What to produce: Look through the material below for "provide". Copy every line that contains it.

##### Data to process #####

PR #21, opened 2015-11-19
Added a list of dependencies

rth:
Added a list of dependencies 
    ` "numpy >= 1.6"`,   ` "setuptools >= 16.0"`,   ` "scipy >= 0.14"`  
which should not be too constraining and we can lower the version numbers if needed. 

Checked that 

     pip install git+https://github.com/PyAbel/PyAbel.git

works and the current tests pass on Linux and Windows (with conda). Same applies to `python setup.py install`  Pip will also try to install missing dependencies although in the case of numpy/scipy this might not be very desirable (compiling from sources is long).


DanHickstein:
Looks good, thanks!

Issue #18, opened 2015-11-19
Allow for wider basis functions: investigate why nbf != n/2 +1 doesn't produce the expected result


DanHickstein:
In most cases, it makes sense to use a number of basis functions so that there is one basis function per pixel. Currently ``nbf`` defaults to ``250`` and we do not mention that ``n`` and ``nbf`` should be changed together. This behavior could be made more obvious by making ``nbf`` default to ``'auto'``, in which case ``nbf`` will be set to ``(n-1)/2``. 

Actually, now that I actually try to use ``nbf != (n-1)/2``, the behavior is not at all what I expected. As @DhrubajyotiDas mentioned in https://github.com/PyAbel/PyAbel/issues/14, a smaller number of basis functions should provide larger functions and better smoothing of the data. Instead, changing the number of basis functions simply provides a basis set that only transforms the center of the image.

``n=501, nbf=250:``
![image](https://cloud.githubusercontent.com/assets/1107796/11282671/cd0968d8-8ebd-11e5-8a41-a8873acb63ab.png)

``n=501, nbf=100``
![image](https://cloud.githubusercontent.com/assets/1107796/11282668/c7df1920-8ebd-11e5-9a9f-c41b83b1429f.png)

rth:
Aww, yes that is a good point. I'm not sure at all that the basis set generation routine is correct when `nbf != (n-1)/2` (n odd)  as we have only tested it against an example basis set that has `2*nbf +1 = n`. I mean it is identical to the matlab implementation, but I don't know if that one was correct in this case. For now, maybe we can just set `nbf='default'`  (and set `nbf = n//2` (integer division) in the code)   as you mentioned?

DanHickstein:
Yes, we should have ``nbf='auto'`` and set it to ``n//2``. We should probably include a warning if the user tried to set nbf to anything different until we figure out what is going one with the basis set generation.

DhrubajyotiDas:
Just noticed something: Typically when `n` is an odd number, say, `5`, then there's `5//2+1 = 3` "unique" points (`r = 0, +/-1, +/-2`) that need to be resolved with the basis functions `nbf`. Currently the `nbf = auto` option will set it to `5//2 = 2` basis functions, when it should default to `5//2 + 1 = 3` basis functions.

DanHickstein:
So, the ``n`` value actually works strangely as well. In the docstring, we say:
```
Abel inverse transform will be performed on a `n x n` area of the image
```
[...]

Issue #14, opened 2015-11-17
Discussion on the general user interface in PyAbel


DanHickstein:
In order to simplify and leave room for other transform methods, should we combine the basis set generation routines (basis.py) with the main basex code (core.py)? Some of the general image processing functions that are currently living in core.py (generate_speeds and all functions below that) should probably go into their own file since they will likely be common to many of the transform methods. 

Additionally, would it be better to allow the basex transform to just be one function call? Currently, there is one call to make/load the basis sets and another function to perform the transform. This might confuse most users, who just want to call a single function to perform a basex transform on their image. Why not just have one function that takes the image and does the transform?

rth:
For the first part, I agree completely, well we can move all related part from `basis.py` and `core.py` to `basex.py` and more the rest under e.g. `utils.py`, `postprocessing.py` (for the `generate_speeds`), etc. 

As to the second point, I agree that we can merge loading of basis set and the BASEX calculation in one function call (although personally I find it more intuitive in 2), but there is also a number of other steps to consider that should be common to all inverse Abel transforms:

  1. Pre-processing (optional):
      - Possibly filtering: median, etc.
      - Centering the image
  2. Inverse Abel transform
     - in the case of BASEX in 1 step or 2 steps
  3. Post-filtering:
     - Cleaning up the reconstruction with Gaussian, median filters, etc.
  4. Post-processing depending on the application:
    - calculating speeds, etc.

So right now all of these steps are performed in 2 function calls, and I don't think it would help to merge them in 1 function call . I mean we can do a wrapper if somebody find that convenient, but in the work-flow it could be useful to separate these different steps as function calls.  I mean that's probably what would be done in Matlab as well. 

 No, what  do you think?

Say for basex what do you think about something roughly as follows,

     from abel.basex import BASEX

     # img is the input image
     b = BASEX(img, n=500, nbf=250, basis_dir='./', verbose=True)
     b.pre_process(center=(681,491), median_size=2, gaussian_blur=0)
     res = b.run()
     res2 = b.post_process(median_size=2) # optional
     IM = b.calculate_speeds() # or some other calculation depending on the application
     

where `calculate_speeds`, `pre_process`, and `post_process` would be common to all implementations. For a different implementation what would change is the first 2 lines:
   
     from abel.some_other_implementation import OnionPeeling
      
     b = OnionPeeling(img, some_other_parmaters)
     # the remaining steps are same as above

In addition, we could also create a wrapper independent of the implementation something like:
[...]

PR #22, opened 2015-11-20
Major code refactoring

rth:
Following discussion in issue #14 , this PR performs a major reorganization of the code base to make the use of other inv. Abel backends more simple. This includes lots of internal changes (moving code around, breaking apart internal functions to get more modular operations, renaming variables, etc) however the idea was to keep the public user interface unchanged, and it can be accessed with `from abel.basex import BASEX` same as before. This high level function/class can then be changed at a later point as discussed in issue #14. The aim of this PR was mostly to clean up the internal functions (also related issue #9 ). 

Detailed changes include:
  - added a default argument `nbf='auto'` and printing a warning when `nbf!=n//2` as discussed in issue #18 
  - merged `core.py` with `basis.py` into `basex.py`, while other functions were moved to `tools.py`
  - removing some input argument of `BASEX` as to simplify its use:
      - completely removed `use_basis_sets` argument: this was used to load basis sets from matlab files mostly for debugging. This is still possible using dedicated function in `abel.io`, but most users won't care about it.
      - renamed `pixel_size` argument to `dr` 
  - exposed 3 internal  elementary functions related to BASEX that are fully independent:
      - `basex_generate_basis_sets`, `basex_get_basis_sets_cached`, `basex_transform` (the names are a bit long, might need to be simplified)
  -  Extended a bit the mechanism for defining the analytical functions under `analytical.py`
  - simplified and generalized benchmarks  under `benchmark.py`
  - adapted the unit tests to this new setup. Also added a few superficial unit tests to increase code coverage.
  - Fixed broken examples
  - The module version is now defined in `abel/_version.py` and is loaded automatically in `setup.py`
  - Changed the file format for saving the basis sets. It now includes the version number of PyAbel with which it was generated. So for instance, if say in release 0.7 we detect  that there was a bug in the basis set generation routines and fix it, we can print warning in future releases when such basis sets are loaded and ask users to recalculate them with the last version of the software. This is backward compatible, so files generated with `<=PyAbel-0.5` can still be loaded as before.

Please review these changes and let me know if you have comments, or if not you can merge the pull request. Because a lot of code was moved between different files the diff is a bit confusing, so it might also be useful to check directly this version at https://github.com/rth/PyAbel/tree/code_refactoring_v1


DanHickstein:
This looks good. The functions will all be prefixed with ``abel.basex.``, so I would think that ``basex_get_basis_sets_cached`` could be shortened to ``get_basis_sets_cached``, and similarly for the other functions. Otherwise this looks good as far as I can tell!

rth:
@DanHickstein  Yes, I was not sure about that. In part I would tend to do the same thing. But following the same logic `basex_transform` under `abel.basex` should be renamed in simply `transform` which is not ideal when it is imported as 
    
    from abel.basex import transform
as we kind of loose information about the fact that it is related to basex. But you are right, that is still probably more clear with respect to he basis set generation functions, as those names are too long.

DanHickstein:
Actually, it's fine with me to use  ``from abel.basex import transform``. I don't think that the function name itself needs to give you all the information. The package and module name provide the rest. 

Eventually, as we discussed before, we just need to have two different functions that are basically
```python
abel.basex.center_and_transform_and_calulate_radial_distribution()
```
and
```
abel.basex.transform_only()
```
but with cooler sounding names. We were going to call these ``BASEX`` and ``basex_transform``, but if we are getting rid of the ``basex`` prefix, then we might need to be more creative.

#####

Solved problem:
Actually, now that I actually try to use ``nbf != (n-1)/2``, the behavior is not at all what I expected. As @DhrubajyotiDas mentioned in https://github.com/PyAbel/PyAbel/issues/14, a smaller number of basis functions should provide larger functions and better smoothing of the data. Instead, changing the number of basis functions simply provides a basis set that only transforms the center of the image.
Actually, it's fine with me to use  ``from abel.basex import transform``. I don't think that the function name itself needs to give you all the information. The package and module name provide the rest. 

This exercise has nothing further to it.